▶ Task details
Your answer should consist of the lines in the following data that contain "generatedHtml".

[Saved data entries]
-.-.-

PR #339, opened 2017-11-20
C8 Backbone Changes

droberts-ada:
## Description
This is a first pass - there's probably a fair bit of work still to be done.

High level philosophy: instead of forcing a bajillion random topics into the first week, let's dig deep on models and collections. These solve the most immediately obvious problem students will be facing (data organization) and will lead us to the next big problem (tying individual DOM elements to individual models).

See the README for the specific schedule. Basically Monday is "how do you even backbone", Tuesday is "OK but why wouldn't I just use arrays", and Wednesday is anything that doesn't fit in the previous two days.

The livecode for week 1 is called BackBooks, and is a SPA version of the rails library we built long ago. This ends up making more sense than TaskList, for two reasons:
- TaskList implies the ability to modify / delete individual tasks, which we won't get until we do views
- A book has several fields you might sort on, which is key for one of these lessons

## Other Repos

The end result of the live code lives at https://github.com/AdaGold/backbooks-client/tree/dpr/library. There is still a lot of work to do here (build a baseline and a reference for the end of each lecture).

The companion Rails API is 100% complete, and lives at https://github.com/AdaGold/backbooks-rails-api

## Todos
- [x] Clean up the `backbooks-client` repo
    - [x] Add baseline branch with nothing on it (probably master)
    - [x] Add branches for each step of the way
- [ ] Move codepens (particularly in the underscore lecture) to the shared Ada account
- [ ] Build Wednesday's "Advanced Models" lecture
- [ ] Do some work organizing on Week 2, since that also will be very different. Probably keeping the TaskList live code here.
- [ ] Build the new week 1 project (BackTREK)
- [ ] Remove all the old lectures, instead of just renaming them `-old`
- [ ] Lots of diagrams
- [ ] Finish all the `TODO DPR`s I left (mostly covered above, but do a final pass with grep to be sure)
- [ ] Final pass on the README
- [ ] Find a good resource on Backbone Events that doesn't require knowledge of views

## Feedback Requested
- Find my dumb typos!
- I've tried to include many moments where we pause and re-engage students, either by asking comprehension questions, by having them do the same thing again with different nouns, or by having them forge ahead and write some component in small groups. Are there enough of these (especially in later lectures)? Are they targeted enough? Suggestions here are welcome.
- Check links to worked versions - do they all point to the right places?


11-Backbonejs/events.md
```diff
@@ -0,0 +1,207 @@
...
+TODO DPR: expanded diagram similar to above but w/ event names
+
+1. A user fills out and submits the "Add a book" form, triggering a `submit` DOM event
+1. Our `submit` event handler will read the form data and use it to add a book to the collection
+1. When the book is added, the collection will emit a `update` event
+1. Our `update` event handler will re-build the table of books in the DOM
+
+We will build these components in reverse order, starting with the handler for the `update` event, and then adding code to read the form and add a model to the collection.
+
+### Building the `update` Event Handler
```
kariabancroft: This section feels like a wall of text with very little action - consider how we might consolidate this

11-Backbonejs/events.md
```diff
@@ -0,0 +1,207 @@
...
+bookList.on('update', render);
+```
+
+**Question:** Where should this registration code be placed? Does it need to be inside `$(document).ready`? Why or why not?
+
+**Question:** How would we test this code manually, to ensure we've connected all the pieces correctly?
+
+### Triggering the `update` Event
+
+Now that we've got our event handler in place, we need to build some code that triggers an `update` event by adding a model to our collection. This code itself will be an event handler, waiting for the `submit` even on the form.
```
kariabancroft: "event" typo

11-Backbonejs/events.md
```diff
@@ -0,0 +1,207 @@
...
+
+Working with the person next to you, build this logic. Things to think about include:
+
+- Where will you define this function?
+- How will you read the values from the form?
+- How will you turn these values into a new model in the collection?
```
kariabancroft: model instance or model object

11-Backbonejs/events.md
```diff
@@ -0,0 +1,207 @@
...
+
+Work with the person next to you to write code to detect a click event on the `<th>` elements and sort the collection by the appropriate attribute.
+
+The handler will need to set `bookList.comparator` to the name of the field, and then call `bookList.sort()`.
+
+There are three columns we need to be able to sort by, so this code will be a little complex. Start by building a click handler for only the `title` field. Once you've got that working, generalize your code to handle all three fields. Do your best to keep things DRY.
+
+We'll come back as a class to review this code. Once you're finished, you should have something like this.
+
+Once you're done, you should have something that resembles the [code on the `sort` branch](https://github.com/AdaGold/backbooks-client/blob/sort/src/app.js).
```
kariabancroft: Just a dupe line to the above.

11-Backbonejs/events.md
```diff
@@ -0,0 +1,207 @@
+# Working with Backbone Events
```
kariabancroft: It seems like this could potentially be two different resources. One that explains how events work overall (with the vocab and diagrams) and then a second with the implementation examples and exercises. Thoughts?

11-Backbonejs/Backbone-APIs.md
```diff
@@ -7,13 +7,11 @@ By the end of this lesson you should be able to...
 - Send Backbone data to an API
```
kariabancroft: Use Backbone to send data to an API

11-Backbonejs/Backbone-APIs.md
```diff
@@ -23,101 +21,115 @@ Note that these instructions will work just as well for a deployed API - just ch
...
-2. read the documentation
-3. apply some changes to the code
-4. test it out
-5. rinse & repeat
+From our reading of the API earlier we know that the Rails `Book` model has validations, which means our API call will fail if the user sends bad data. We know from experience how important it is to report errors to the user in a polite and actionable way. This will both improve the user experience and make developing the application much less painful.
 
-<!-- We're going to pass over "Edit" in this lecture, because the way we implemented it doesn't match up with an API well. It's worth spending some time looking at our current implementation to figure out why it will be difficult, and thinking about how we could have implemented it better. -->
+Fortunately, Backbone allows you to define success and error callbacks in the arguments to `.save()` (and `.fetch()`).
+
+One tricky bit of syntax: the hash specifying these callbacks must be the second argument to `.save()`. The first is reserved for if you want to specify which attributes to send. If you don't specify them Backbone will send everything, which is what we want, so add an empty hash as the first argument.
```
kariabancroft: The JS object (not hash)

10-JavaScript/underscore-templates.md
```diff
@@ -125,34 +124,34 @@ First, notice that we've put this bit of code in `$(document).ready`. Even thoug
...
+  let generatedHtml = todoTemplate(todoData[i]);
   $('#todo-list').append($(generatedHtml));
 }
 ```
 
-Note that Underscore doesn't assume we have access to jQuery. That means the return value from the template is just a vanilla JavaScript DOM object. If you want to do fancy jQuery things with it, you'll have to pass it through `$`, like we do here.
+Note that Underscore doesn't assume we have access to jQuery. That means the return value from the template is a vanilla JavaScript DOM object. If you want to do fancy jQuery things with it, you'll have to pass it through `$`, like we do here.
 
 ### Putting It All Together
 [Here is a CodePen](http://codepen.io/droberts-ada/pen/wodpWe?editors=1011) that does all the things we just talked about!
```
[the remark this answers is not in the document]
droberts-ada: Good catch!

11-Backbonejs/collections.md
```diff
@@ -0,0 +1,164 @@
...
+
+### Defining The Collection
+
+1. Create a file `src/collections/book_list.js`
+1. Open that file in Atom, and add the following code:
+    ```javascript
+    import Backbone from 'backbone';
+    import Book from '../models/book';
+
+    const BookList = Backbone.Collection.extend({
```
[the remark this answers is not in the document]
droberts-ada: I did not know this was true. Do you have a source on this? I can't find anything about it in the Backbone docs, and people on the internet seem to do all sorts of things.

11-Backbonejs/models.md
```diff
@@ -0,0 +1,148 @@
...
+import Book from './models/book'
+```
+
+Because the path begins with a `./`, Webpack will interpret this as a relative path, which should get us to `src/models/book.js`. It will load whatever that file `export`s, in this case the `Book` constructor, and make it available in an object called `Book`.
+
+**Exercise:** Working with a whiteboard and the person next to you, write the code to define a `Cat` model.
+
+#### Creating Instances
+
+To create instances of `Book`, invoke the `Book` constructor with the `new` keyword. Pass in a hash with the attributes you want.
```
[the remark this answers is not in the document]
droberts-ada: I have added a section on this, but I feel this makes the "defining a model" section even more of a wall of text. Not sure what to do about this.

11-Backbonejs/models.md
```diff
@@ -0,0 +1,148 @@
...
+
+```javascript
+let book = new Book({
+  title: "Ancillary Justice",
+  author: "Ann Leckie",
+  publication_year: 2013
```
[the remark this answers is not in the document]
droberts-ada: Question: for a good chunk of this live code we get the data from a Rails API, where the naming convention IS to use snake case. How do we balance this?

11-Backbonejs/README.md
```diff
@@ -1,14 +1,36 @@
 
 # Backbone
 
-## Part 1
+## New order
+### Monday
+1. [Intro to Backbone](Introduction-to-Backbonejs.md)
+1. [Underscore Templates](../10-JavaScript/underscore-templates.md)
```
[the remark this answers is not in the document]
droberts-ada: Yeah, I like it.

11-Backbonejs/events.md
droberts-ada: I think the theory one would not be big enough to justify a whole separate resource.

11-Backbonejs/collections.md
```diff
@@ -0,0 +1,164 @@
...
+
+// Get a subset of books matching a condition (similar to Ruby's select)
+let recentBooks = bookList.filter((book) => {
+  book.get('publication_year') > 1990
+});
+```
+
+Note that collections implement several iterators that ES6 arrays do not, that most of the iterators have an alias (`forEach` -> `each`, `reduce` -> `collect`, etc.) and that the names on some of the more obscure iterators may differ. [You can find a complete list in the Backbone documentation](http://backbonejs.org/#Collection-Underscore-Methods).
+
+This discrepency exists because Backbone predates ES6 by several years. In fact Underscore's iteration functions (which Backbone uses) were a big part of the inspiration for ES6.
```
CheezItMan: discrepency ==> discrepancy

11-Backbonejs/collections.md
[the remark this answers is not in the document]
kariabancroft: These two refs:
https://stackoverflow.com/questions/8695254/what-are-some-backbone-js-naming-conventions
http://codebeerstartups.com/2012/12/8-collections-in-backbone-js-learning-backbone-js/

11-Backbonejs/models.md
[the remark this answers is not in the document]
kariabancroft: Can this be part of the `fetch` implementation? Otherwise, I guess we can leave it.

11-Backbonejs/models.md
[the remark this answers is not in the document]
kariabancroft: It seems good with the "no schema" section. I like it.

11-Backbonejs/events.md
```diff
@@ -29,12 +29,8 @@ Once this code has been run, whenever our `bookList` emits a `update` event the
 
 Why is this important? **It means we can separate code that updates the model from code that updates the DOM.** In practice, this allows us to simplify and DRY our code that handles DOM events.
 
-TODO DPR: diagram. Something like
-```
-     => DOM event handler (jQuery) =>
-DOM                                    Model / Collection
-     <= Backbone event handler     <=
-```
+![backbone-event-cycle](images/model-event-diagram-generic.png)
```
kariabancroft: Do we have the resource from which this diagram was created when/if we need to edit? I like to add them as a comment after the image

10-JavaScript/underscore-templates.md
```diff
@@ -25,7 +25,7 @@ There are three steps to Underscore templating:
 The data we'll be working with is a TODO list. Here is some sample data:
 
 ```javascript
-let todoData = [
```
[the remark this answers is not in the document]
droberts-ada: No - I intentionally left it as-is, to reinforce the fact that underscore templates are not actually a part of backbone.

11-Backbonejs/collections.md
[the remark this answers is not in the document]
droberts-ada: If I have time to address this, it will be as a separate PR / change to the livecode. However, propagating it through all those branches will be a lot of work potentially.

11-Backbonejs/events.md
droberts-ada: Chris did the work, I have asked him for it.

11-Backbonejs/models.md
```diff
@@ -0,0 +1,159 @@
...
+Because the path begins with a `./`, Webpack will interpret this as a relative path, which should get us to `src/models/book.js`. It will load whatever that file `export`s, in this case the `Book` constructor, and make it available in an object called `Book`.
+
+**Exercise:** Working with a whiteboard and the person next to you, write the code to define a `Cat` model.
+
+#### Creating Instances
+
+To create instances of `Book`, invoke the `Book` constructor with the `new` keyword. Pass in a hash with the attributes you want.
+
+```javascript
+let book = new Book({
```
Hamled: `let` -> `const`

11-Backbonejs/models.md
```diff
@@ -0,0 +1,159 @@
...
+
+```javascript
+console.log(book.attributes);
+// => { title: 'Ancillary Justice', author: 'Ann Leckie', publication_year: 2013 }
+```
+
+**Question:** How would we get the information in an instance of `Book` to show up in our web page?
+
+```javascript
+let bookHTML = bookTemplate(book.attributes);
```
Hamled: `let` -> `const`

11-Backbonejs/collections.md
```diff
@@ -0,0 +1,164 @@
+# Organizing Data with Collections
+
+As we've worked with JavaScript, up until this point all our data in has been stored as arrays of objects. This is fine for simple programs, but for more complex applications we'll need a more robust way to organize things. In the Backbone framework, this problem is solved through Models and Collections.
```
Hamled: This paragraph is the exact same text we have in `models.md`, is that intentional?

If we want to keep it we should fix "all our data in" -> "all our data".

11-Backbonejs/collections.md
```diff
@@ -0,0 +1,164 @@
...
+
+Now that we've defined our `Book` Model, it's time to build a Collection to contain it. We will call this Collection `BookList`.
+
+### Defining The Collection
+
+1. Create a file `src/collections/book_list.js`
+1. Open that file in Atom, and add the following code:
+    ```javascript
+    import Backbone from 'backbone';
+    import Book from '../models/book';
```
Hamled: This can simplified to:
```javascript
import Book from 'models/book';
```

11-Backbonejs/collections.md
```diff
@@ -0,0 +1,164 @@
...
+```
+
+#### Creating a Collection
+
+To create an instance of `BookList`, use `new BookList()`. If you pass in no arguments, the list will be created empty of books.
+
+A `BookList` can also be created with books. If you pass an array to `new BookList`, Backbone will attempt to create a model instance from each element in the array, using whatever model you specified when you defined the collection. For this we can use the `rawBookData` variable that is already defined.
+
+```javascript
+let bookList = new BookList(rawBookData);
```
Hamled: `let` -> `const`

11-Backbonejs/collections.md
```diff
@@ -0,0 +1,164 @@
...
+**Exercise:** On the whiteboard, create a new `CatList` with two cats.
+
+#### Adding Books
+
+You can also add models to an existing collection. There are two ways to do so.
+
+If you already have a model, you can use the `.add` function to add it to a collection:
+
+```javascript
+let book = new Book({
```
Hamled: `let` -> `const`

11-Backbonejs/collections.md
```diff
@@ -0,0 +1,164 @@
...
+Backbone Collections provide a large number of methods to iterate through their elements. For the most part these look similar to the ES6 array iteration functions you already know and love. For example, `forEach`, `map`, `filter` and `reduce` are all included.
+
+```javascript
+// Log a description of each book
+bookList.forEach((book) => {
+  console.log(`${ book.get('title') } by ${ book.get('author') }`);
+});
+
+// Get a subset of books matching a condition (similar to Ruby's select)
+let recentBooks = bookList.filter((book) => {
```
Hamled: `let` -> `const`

-.-.-

▶ Answer to the problem
+  let generatedHtml = todoTemplate(todoData[i]);
   $('#todo-list').append($(generatedHtml));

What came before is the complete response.